**WHAT YOU ARE ASKED TO DO:** Word for word, restate the lines from the start of the data down to the line with "- [Protocols](#protocols)", both included.

::::::::::

PR #2463, opened 2021-06-01
Remove ExecutionPayloadHeader

JustinDrake:
The complexity around `ExecutionPayloadHeader` feels unnecessary given that the `BeaconState` can easily store `ExecutionPayload.transactions` (the storage overhead is small/tiny). Note that even when the transactions are accompanied by witnesses in the context of statelessness the overhead remains small. More speculatively, it may be valuable down the road for the beacon state to readily have access to the latest transactions.

*Heads up*: I have a bunch of other cleanups and polishing to this merge doc but want to get this fairly substantive change out first.

### DIFF
--- a/specs/merge/beacon-chain.md
+++ b/specs/merge/beacon-chain.md
@@ -22,7 +22,6 @@
     - [`BeaconState`](#beaconstate)
   - [New containers](#new-containers)
     - [`ExecutionPayload`](#executionpayload)
-    - [`ExecutionPayloadHeader`](#executionpayloadheader)
 - [Protocols](#protocols)
   - [`ExecutionEngine`](#executionengine)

::::::::::

**COMPLETED EXERCISE:**
PR #2463, opened 2021-06-01
Remove ExecutionPayloadHeader

JustinDrake:
The complexity around `ExecutionPayloadHeader` feels unnecessary given that the `BeaconState` can easily store `ExecutionPayload.transactions` (the storage overhead is small/tiny). Note that even when the transactions are accompanied by witnesses in the context of statelessness the overhead remains small. More speculatively, it may be valuable down the road for the beacon state to readily have access to the latest transactions.

*Heads up*: I have a bunch of other cleanups and polishing to this merge doc but want to get this fairly substantive change out first.

### DIFF
--- a/specs/merge/beacon-chain.md
+++ b/specs/merge/beacon-chain.md
@@ -22,7 +22,6 @@
     - [`BeaconState`](#beaconstate)
   - [New containers](#new-containers)
     - [`ExecutionPayload`](#executionpayload)
-    - [`ExecutionPayloadHeader`](#executionpayloadheader)
 - [Protocols](#protocols)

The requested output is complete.